German Jewish army officer (1880–1962)

Hugo Gutmann (19 November 1880 – 22 June 1962), later known as Henry G. Grant, was a German Jewish army officer, notable for being one of Adolf Hitler's superior officers in World War I. During the war, he recommended Hitler for the award of the Iron Cross.

==Early life and army career==

Gutmann was born on 19 November 1880 in Nuremberg to Salomon and Emilie Gutmann. In 1902, Gutmann joined the Bavarian Army and had risen to the rank of highest ranking NCO (Feldwebel) by 1904, when he was transferred to the reserves. When World War I began in 1914, Gutmann was recalled and he joined a unit known (after its first commander) as the "List" Regiment. On 15 April 1915, he was promoted to Lieutenant (Leutnant) and appointed as a company commander and acting adjutant for the Regiment's artillery battalion.

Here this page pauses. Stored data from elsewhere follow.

PR #16256, opened 2026-02-18
Upgrade Swashbuckle to v10

Shadowghost:
**Changes**
* Upgrade to latest swashbuckle v10
* Fix Filters
* Add Filter for SecurityScheme


nielsvanvelzen (approved):
My expectation was that this upgrade across multiple major versions would result in a lot of changes to the OpenAPI output.. well I'm surprised to say it did not make any changes to the definitions, only changes are the version bump and the addition of the tags object, both non-breaking.

So ✅ for the API "changes"!

Issue #2710, opened 2020-03-29
Subtitles don't appear, "Fetching additional data" indefinitely


CutterXYZ:
Sometimes Jellyfin doesn't display the subtitles and the message "Fetching additionnal data" is displayed indefinitely in the player. In this example the subtitles are encoded in UTF8 and stored in the mkv file being played. I've tried restarting the server and refreshing the library. I've had this bug in previous versions already. I couldn't find an error in the logs.

**Media Info of the file**
the.kominsky.method.s01e01.720p.webrip.x264-strife
Containermkv
PathD:\Downloads\BitTorrent\Séries\The.Kominsky.Method.S01.720p.WEBRip.x264-STRiFE\the.kominsky.method.s01e01.720p.webrip.x264-strife.mkv
Size724 MB
Video
Title720P H264
CodecH264
AVCYes
ProfileHigh
Level41
Resolution1280x678
Aspect ratio640:339
InterlacedNo
Framerate23.976025
Bitrate2992 kbps
Bit depth8 bit
Pixel formatyuv420p
Ref frames1
NAL4
Audio
TitleEng Dolby Digital+ 6 ch Default
Languageeng
CodecEAC3
Channels6 ch
Sample rate48000 Hz
DefaultYes
Subtitle
TitleEng
Languageeng
CodecSUBRIP
DefaultNo
ForcedNo
ExternalNo

**Logs**
no error found in logs

**Stats for Nerds Screenshots**

**Server System (please complete the following information):**
 - OS: Windows 10 64-bit
 - Jellyfin Version: 10.5.2
 - Hardware settings & device: i7 860, no hardware acceleration
 - Reverse proxy: no
 - Other hardware notes: media stored locally
 
**Client System (please complete the following information):**
 - Device: the server
 - OS: Windows 10
 - Client: Web browser
 - Browser: Firefox
 - Client and Browser Version: 75.0b10

eltiel:
I believe it is a known problem, similar to this https://github.com/jellyfin/jellyfin/issues/2650

I've tested that it is fixed in the latest nightly. Give it a try.

CutterXYZ:
I confirm it's fixed in today's nightly. Thanks!

mrkylegp:
I don't believe this is fixed entirely. I'm on 10.5.5 and this is still happening to me.

Scripty:
This is still an issue with 10.10.7

e-v-o-l-v-e:
[...]

PR #16257, opened 2026-02-19
Fix subtitle extraction caching empty files

lowbit:
**Changes**
When FFMPEG subtitle extraction fails or times out (for example file still being downloaded via torrent and is incomplete during sequential or non sequential download) but you start playing via jellyfin, it leaves behind 0 byte files in subtitle cache. Since the cache only checks if file exists `File.Exists()` without validating content, retries are skipped which causes the client to show "Fetching additional data" indefinitely.

**Issues**
https://github.com/jellyfin/jellyfin/issues/6672
https://github.com/jellyfin/jellyfin/issues/2710
I have found by searching google similar issues people had, not sure if this will 100% fix their issues as well but is a good start (solves my issue with web player and subtitles never showing up due to extraction) on webos html5 player.
Kodi for example works because it doesnt need extraction like html 5 players.

### DIFF
--- a/MediaBrowser.MediaEncoding/Subtitles/SubtitleEncoder.cs
+++ b/MediaBrowser.MediaEncoding/Subtitles/SubtitleEncoder.cs
@@ -321,7 +321,7 @@ namespace MediaBrowser.MediaEncoding.Subtitles
         {
             using (await _semaphoreLocks.LockAsync(outputPath, cancellationToken).ConfigureAwait(false))
             {
-                if (!File.Exists(outputPath))
+                if (!File.Exists(outputPath) || _fileSystem.GetFileInfo(outputPath).Length == 0)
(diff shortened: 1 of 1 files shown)


nyanmisaka:
Since this is a minor fix, could you retarget it to the **release-10.11.z** branch so that it can be backported?

lowbit:
changed target to `jellyfin/jellyfin:release-10.11.z`

nyanmisaka:
> changed target to `jellyfin/jellyfin:release-10.11.z`

You will also need to rebase, which requires a force-push.

lowbit:
Sorry I realized as soon as i clicked, should be fine now.
Note: I am swallowing `FileNotFoundException` if there is a need to special handle or throw it up let me know.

Throughout most of 1918, from 29 January to 31 August, Lt. Gutmann served as Adolf Hitler's direct superior. Gutmann later recommended Hitler's award of the Iron Cross First Class (a decoration rarely awarded to one of Hitler's Gefreiter rank). The decoration was presented to Hitler on 4 August 1918, near Soissons, by the regimental commander, Major von Tubeuf. Hitler wore this medal throughout the remainder of his career, including while serving as Führer of Nazi Germany.

Gutmann himself was an Iron Cross recipient, having been awarded the Iron Cross 2nd Class on 2 December 1914 (incidentally the same day as Hitler), as well as the Iron Cross 1st Class on 4 December 1915.

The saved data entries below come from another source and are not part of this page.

PR #16259, opened 2026-02-19
Fix folders being identified as seasons in mixed libraries

### LINKED ISSUE #15676: Mixed movies and TV shows Folder mistakenly recognized as a TV series
### Description of the bug

**Overview**
After upgrading from the old version 10.9.3 to the current 10.11.3, when using a mix of movies and TV shows, if the first character of a folder name (after removing special symbols) is a number, the folder will be incorrectly identified as a TV series, and the files/subfolders under it will have their hierarchical structure removed.
**Process**
After upgrading from the old version 10.9.3 to the current 10.11.3, some folders that were originally recognized as regular folders suddenly started being identified as TV series. Initially, I assumed this was due to changes in file recognition logic. To verify, I copied the entire directory, deleted all video and other files while retaining only the folder structure—but the folders were still incorrectly identified as TV series. I then compared the differences between these folders and others that worked normally, and discovered the root cause: if the first character of a folder name (after removing special symbols) is a number, the system now recognizes it as a TV series (instead of a regular folder) and flattens the subfolder hierarchy underneath.
**Thank you to the developers for their selfless sharing.**
The content is AI-translated. Please forgive any ambiguities.

### Reproduction steps

In version 10.11.3, when using the "Mixed movies and TV shows" mode, if you create folders such as [7sht123]665-C, [123]abcC, or 7kill under a directory, these folders will be incorrectly identified as TV series instead of regular folders. Additionally, if such folders are added under a directory that was previously recognized as a file, the parent directory will also be reclassified as a TV series.

Incorrectly identifies folders as TV series

Identify a directory as a TV series/movie if it contains video files; if a directory only has subfolders (with no video files), identify it as a regular folder.

### Jellyfin Server version

10.11.3

### Specify commit id

_No response_

_No response_

### Specify version number

_No response_

### Specify the build version

10.11.3

### Environment

```markdown
System: Ubuntu 24.04.3
Kernel: 6.14.0-36-generic
Client: Browser
```

### Jellyfin logs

==Post-World War I and Nazi years==

On 8 February 1919, Gutmann was demobilized from the German Army, but was still maintained on the army rolls as a reserve lieutenant. He married later that year and went on to father two children. During the 1920s, Gutmann owned and operated an office-furniture shop that was originally owned by his father in Vordere Sterngasse 3 in Nuremberg.

In the autumn of 1933, Gutmann applied for a veteran's war pension, which was granted (President Hindenburg had passed several decrees protecting Jewish war veterans from the rising tide of anti-Jewish sentiment). In 1935, after the passing of the Nuremberg Laws, Gutmann lost his German citizenship and was formally discharged from the veteran rolls of the army, but still continued to receive a pension, possibly due to Hitler's influence.

In 1938, Gutmann was arrested by the Gestapo, but released as a result of the influence of SS personnel who knew his history. In 1939, Gutmann and his family left for Belgium as World War II was beginning in Europe. Later on 14 May 1940, they fled to France. On 28 August 1940, he emigrated to the United States on the SS Excalibur from Lisbon to New York City, just prior to the German invasion of the Low Countries.

==Post-World War II==

After arriving to the United States, he changed his name to Henry Grant, inspired by a W. T. Grant store that he walked by. Gutmann lived in St. Louis, Missouri, and worked as a typewriter and furniture salesman. He was married and had two children.

Gutmann eventually retired in 1961 and later died in San Diego, California, on 22 June 1962 from cancer. He was buried at Home of Peace Cemetery in San Diego.

==Portrayal in media==

In the 2003 television mini-series Hitler: The Rise of Evil, Hugo Gutmann was portrayed by actor Brendan Hughes.